Söyler misiniz, günümüz Türkiye’sinde hangi öğrenciye böyle bir ikramiye vurabilir?
Bizler böyle bir okula bir köy çocuğu olarak geldik,
Cumhuriyetin, bir çağdaşlaşma projesi olduğunu kavrayarak öğretmen olduk.
Hepimiz ülkemizin geri kalmış bölgelerinde öğretmenlik yapmak istedik. Çünkü yoksul halkın vergileriyle sırtımız ceket, ayaklarımız kundura görmüştü. Defterimizi, kitaplarımızı, aşımızı, sıcacık yatağımızı bize veren devlete her koşulda hizmet etmek boynumuzun borcuydu. Anadolu’ya gidecek, cehaleti yenecek, ülkeyi Atatürk’ün gösterdiği çağdaş uygarlık düzeyinin üstüne çıkaracaktık.
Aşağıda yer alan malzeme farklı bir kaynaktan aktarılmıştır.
PR #2652, opened 2026-02-03
Add GraphQL query for data-planes

GregorShear:
**Description:**

- Add a new dataPlanes GraphQL query 
- Parse data plane names to extract structured cloudProvider, region, tag (cluster), and isPublic fields for the GraphQL response so the client doesn't have to
- Lazy fetch cloud credential fields needed for storage mappings: 

```rust
cidr_blocks: Vec<String>,
gcp_service_account_email: Option<String>,
aws_iam_user_arn: Option<String>,
azure_application_name: Option<String>,
azure_application_client_id: Option<String>,
```

example gql query:

```gql
query {
  dataPlanes {
    edges {
      cursor
      node {
        dataPlaneName
        cloudProvider
        region
        isPublic
        tag
        userCapability
      }
    }
  }
}
```

```json
{
  "data": {
    "dataPlanes": {
      "edges": [
        {
          "cursor": "ops/dp/public/aws-us-east-1-c1",
          "node": {
            "dataPlaneName": "ops/dp/public/aws-us-east-1-c1",
            "cloudProvider": "AWS",
            "region": "us-east-1",
            "isPublic": true,
            "tag": "1",
            "userCapability": "read"
          }
        },
        {
          "cursor": "ops/dp/public/local-cluster",
          "node": {
            "dataPlaneName": "ops/dp/public/local-cluster",
            "cloudProvider": "LOCAL",
            "region": "local",
            "isPublic": true,
            "tag": "1",
            "userCapability": "read"
          }
        }
      ]
    }
  }
}
```

### DIFF
--- a/crates/control-plane-api/src/server/public/graphql/data_planes.rs
+++ b/crates/control-plane-api/src/server/public/graphql/data_planes.rs
@@ -1,0 +1,425 @@
+use async_graphql::{
+    Context, SimpleObject,
+    types::connection::{self, Connection},
+};
+use std::collections::HashMap;
+
+const DEFAULT_PAGE_SIZE: usize = 50;
+
+/// Cloud provider where the data plane is hosted.
+#[derive(Debug, Clone, Copy, PartialEq, Eq, async_graphql::Enum)]
+pub enum DataPlaneCloudProvider {
+    Aws,
+    Azure,
+    Gcp,
+    Local,
+}
+
+/// A data plane where tasks execute and collections are stored.
+#[derive(Debug, Clone, SimpleObject)]
+pub struct DataPlane {
+    /// Name of this data-plane under the catalog namespace.
+    pub data_plane_name: String,
+    /// Fully-qualified domain name of this data-plane.
+    pub data_plane_fqdn: String,
+    /// Address of reactors within the data-plane.
+    pub reactor_address: String,
+    /// The current user's capability to this data plane's name prefix.
+    pub user_capability: models::Capability,
+    /// Cloud provider where this data-plane is hosted.
+    pub cloud_provider: DataPlaneCloudProvider,
+    /// Cloud region where this data-plane is hosted.
+    /// For example: "us-east-1" (AWS), "us-central1" (GCP), "eastus" (Azure).
+    pub region: String,
+    /// Tag (cluster) identifier within the region.
+    pub tag: String,
+    /// Whether this is a public data-plane.
+    pub is_public: bool,
+    /// CIDR blocks for this data-plane.
+    pub cidr_blocks: Vec<String>,
+    /// GCP service account email for this data-plane.
+    pub gcp_service_account_email: Option<String>,
+    /// AWS IAM user ARN for this data-plane.
+    pub aws_iam_user_arn: Option<String>,
+    /// Azure application name for this data-plane.
+    pub azure_application_name: Option<String>,
+    /// Azure application client ID for this data-plane.
+    pub azure_application_client_id: Option<String>,
+}
+
+/// Fetches detail fields for the given data plane names from the database.
+/// Returns a map from data_plane_name to its detail fields.
+async fn fetch_data_plane_details(
+    pg_pool: &sqlx::PgPool,
+    names: &[String],
+) -> async_graphql::Result<HashMap<String, DataPlaneDetails>> {
+    tracing::debug!(count = names.len(), "loading data_plane details");
+
+    let names_ref: Vec<&str> = names.iter().map(String::as_str).collect();
+
+    let rows = sqlx::query!(
+        r#"select
+            dp.data_plane_name,
+            dp.cidr_blocks::text[] as "cidr_blocks!: Vec<String>",
+            dp.gcp_service_account_email,
+            dp.aws_iam_user_arn,
+            dp.azure_application_name,
+            dp.azure_application_client_id
+        from unnest($1::text[]) as input(name)
+        join data_planes dp on dp.data_plane_name = input.name
+        "#,
+        &names_ref as &[&str],
+    )
+    .fetch_all(pg_pool)
+    .await?;
+
+    Ok(rows
+        .into_iter()
+        .map(|row| {
+            (
+                row.data_plane_name,
+                DataPlaneDetails {
+                    cidr_blocks: row.cidr_blocks,
+                    gcp_service_account_email: row.gcp_service_account_email,
+                    aws_iam_user_arn: row.aws_iam_user_arn,
+                    azure_application_name: row.azure_application_name,
+                    azure_application_client_id: row.azure_application_client_id,
+                },
+            )
+        })
+        .collect())
+}
+
+struct DataPlaneDetails {
+    cidr_blocks: Vec<String>,
+    gcp_service_account_email: Option<String>,
+    aws_iam_user_arn: Option<String>,
+    azure_application_name: Option<String>,
+    azure_application_client_id: Option<String>,
+}
+
+/// Parses a data plane name into its component parts.
+/// Returns None if the name format is invalid.
+///
+/// Expected formats:
+/// - Cloud: "ops/dp/public/aws-us-east-1-c1" or "ops/dp/private/gcp-us-central1-c2"
+/// - Local: "ops/dp/local/local-foo" (any suffix after "local-")
+pub(crate) fn parse_data_plane_name(
+    name: &str,
+) -> Option<(DataPlaneCloudProvider, String, String, bool)> {
+    let last_segment = name.rsplit('/').next()?;
+    let (provider_str, after_provider) = last_segment.split_once('-')?;
+
+    match provider_str {
+        "local" => Some((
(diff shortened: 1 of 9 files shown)


crates/control-plane-api/src/server/public/graphql/data_planes.rs
```diff
@@ -0,0 +1,304 @@
...
+        let env = ctx.data::<crate::Envelope>()?;
+        let claims = env.claims()?;
+        let snapshot = env.snapshot();
+
+        // Filter to only data planes the user can read and that have valid names.
+        let accessible_data_planes: Vec<&tables::DataPlane> = snapshot
+            .data_planes
+            .iter()
+            .filter(|dp| {
+                parse_data_plane_name(&dp.data_plane_name).is_some()
```
psFried: This seems less than ideal, as it will silently skip rows having an invalid name.  My sense is that we should try to return an error, but maybe it's worth talking through.

GregorShear: failing the entire query feels a little heavy handed - i'm at least adding a log warning so it's not completely silent. happy to chat about it, too if you like

crates/control-plane-api/src/server/public/graphql/data_planes.rs
```diff
@@ -0,0 +1,489 @@
...
+        let env = ctx.data::<crate::Envelope>()?;
+        let claims = env.claims()?;
+        let snapshot = env.snapshot();
+
+        // Filter to only data planes the user can read and that have valid names.
+        let accessible_data_planes: Vec<&tables::DataPlane> = snapshot
+            .data_planes
+            .iter()
+            .filter(|dp| {
+                if parse_data_plane_name(&dp.data_plane_name).is_none() {
```
psFried, line 193: I think we should also validate the names as part of [`create_data_plane`](https://github.com/estuary/flow/blob/78f970992c03ccbcb098db80407ac80426553610/crates/control-plane-api/src/server/create_data_plane.rs#L57), so that we don't accidentally add planes with invalid names. Otherwise, just skipping them here is liable to make things difficult to debug, since most people creating data planes won't know to go look for this in the agent-api logs.

crates/control-plane-api/src/server/public/graphql/data_planes.rs
```diff
@@ -0,0 +1,489 @@
...
+    /// Whether this is a public data-plane.
+    pub is_public: bool,
+}
+
+/// Typed key for loading cloud-provider details of data planes from the database.
+#[derive(Debug, Clone, PartialEq, Eq, Hash)]
+pub struct DataPlaneDetailsKey(pub String);
+
+#[derive(Clone)]
+pub struct DataPlaneDetails {
```
psFried: I'm recalling feeling ambivalent during our last conversation about whether it's worth pulling any fields from the Snapshot apart from the name. But now that I'm looking at the code, it seems like it might be simpler to have the `Loader` impl just return a `DataPlane` struct with all the fields filled in. Could still do all the pagination just based on the names from the snapshot, and then call `loader.load_all(names_page)` and return the results as edges. Then we wouldn't need to have separate resolver functions or `DataPlaneDetails`. What do you think?

crates/flow-client/control-plane-api.graphql
```diff
@@ -836,6 +930,13 @@ type QueryRoot {
 	Results are paginated and sorted by catalog_prefix.
 	"""
 	storageMappings(by: StorageMappingsBy!, after: String, before: String, first: Int, last: Int): StorageMappingConnection!
+	"""
+	Returns data planes accessible to the current user.
+	
+	Results are paginated and sorted by data_plane_name.
+	Only data planes the user has at least read capability to are returned.
+	"""
+	dataPlanes(after: String, before: String, first: Int, last: Int): DataPlaneConnection!
```
psFried, line 939: Does the UI want _all_ the data planes that a user has permission to see? I ask because I'm wondering whether we'd want to filter them based on the effective storage mapping. If this query is being run as part of a publish workflow, then we could potentially filter the list to only the data planes that are permitted by the storage mapping. Not sure if that's helpful, though.

crates/control-plane-api/src/server/public/graphql/data_planes.rs
```diff
@@ -0,0 +1,489 @@
...
+    match provider_str {
+        "local" => Some((
+            CloudProvider::Local,
+            "local".to_string(),
+            "1".to_string(),
+            true,
+        )),
+        "aws" | "az" | "azure" | "gcp" => {
+            // Must have privacy indicator in path.
+            if !name.contains("ops/dp/private/") && !name.contains("ops/dp/public/") {
```
psFried: nit: can we use `starts_with` for these? Just seems like it'd help readability since these are prefixes.

crates/control-plane-api/src/server/public/graphql/data_planes.rs
```diff
@@ -0,0 +1,489 @@
...
+                return None;
+            }
+
+            // Parse cluster suffix (e.g., "-c1", "-c5").
```
psFried: Do we need to parse these? Seems maybe preferable to leave them opaque, just to leave ourselves more options in the future. Can `cluster` be something like `c2`?

crates/flow-client/control-plane-api.graphql
GregorShear: it makes sense to me to constrain dataplane access to users, maybe depending on a (some) storage mapping, but i don't know enough to make a strong case for it yet.

crates/control-plane-api/src/server/public/graphql/data_planes.rs
GregorShear: Yep, I'm fine with this. In fact, I don't think we need the data loader at all if we take this path (do we?) - i've made this change if you want to see how it looks.

crates/control-plane-api/src/server/public/graphql/data_planes.rs
GregorShear: Made this change - currently reaching al the way into graphql/data_planes.rs from create ... is there a better place for this parse function to live?

psFried: Thanks, I think what you did in `create_data_plane` is perfect for right now.

> is there a better place for this parse function to live?

I feel like there _should_ be, but I don't think there is one yet. I've been thinking about some possible agent/control-plane-api refactors, and maybe we just leave this as is for now and try to address it later, after we can align on what a better factoring would look like?

crates/flow-client/control-plane-api.graphql
```diff
@@ -274,6 +274,16 @@ enum CatalogType {
 	test
 }
 
+"""
+Cloud provider where the data plane is hosted.
+"""
+enum CloudProvider {
```
psFried: this is pretty nit picky, so feel free to disagree: it might be clearer to name this `DataPlaneCloudProvider`, so it doesn't get confused with cloud providers in other contexts, like storage mappings.

crates/flow-client/control-plane-api.graphql
```diff
@@ -168,7 +168,7 @@ enum AlertType {
 	are peformed on all specs for a variety of reasons. For example,
 	updating inferred schemas, or updating materialization bindings to match
 	the source capture. When these publications fail, tasks are likely to
-	stop functioning correctly until the issue can be address.
+	stop functioning correctly until the issue can be addressed.
```
psFried, line 171: Thank you!

crates/control-plane-api/src/server/public/graphql/data_planes.rs
```diff
@@ -0,0 +1,448 @@
...
+}
+
+#[cfg(test)]
+mod tests {
+    use super::*;
+    use crate::test_server;
+
+    #[sqlx::test(
+        migrations = "../../supabase/migrations",
+        fixtures(path = "../../../fixtures", scripts("data_planes", "alice"))
```
psFried, line 322: I was initially confused by why the `data_planes` fixture wasn't sufficient for this test, but now I see that the names there are likely not parseable, so that's why they don't show up in the output?

Long term at least, it seems like we ought to update the `data_planes` fixture to use realistic names. I'm not sure about the blast radius of that change, though. Did you try it? I think it's OK to leave this for now, but maybe worth adding a comment explaining what the fixture is actually doing in this scenario. Or possibly add a `valid(or something)_data_planes` fixture, which we could re-use in other test scenarios. We don't necessarily need to do anything here at the moment, though.

crates/flow-client/control-plane-api.graphql
GregorShear: pick the nits! i'll change it

crates/control-plane-api/src/server/public/graphql/data_planes.rs
GregorShear: Oh ... i didn't try it, was wary of blast radius so i just punted. 

Taking a closer look now and yes, i'll update the existing features and use them.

….Ve devlet, KPSS gibi sınavlara sığınmadı, okulu bitirdiğimiz gün atamamızı yaptı. Cebimize yolluğumuzu koyup görev yerimize gönderdi.
Biz bir geleneğin devamıydık. Bize bırakılan meşaleyi daha iyi daha güzele taşımaktı görevimiz. Bu gelenek bize Fakir Baykurtlardan, Ahmet Yamacılardan mirastı. Okuduğumuz sıralarda, yattığımız yataklarda, yemek yediğimiz masalarda, yıkandığımız kurnalarda, gölgesinde dinlendiğimiz ağaçlarda onların alın teri vardı.
Bizler Köy Enstitülerinin yarattığı vahalarda yetişen köy çocuklarıydık. Bu yüzden aslımızı hiç unutmadık. Hâlâ Atatürk devriminin hedeflediği çağdaş insanın; ancak köy enstitüsü modeli eğitim sistemleriyle yetişebileceğine inanıyoruz.
Bugün “Dünya Çocuk Hakları Günü”. Cuma günü de “Öğretmenler Günü”nü kutlayacağız.
Benim okulum da yukarıda anlatılan okul gibi bir okul diyen çocuklar, gençler el kaldırın!
Ben, sizlerden daha iyi koşullarda öğretmenlik yapıyorum diyen genç meslektaşlarım siz de el kaldırın!
…..
Sahi siz bu ülkenin ilerlediğine inanıyor musunuz?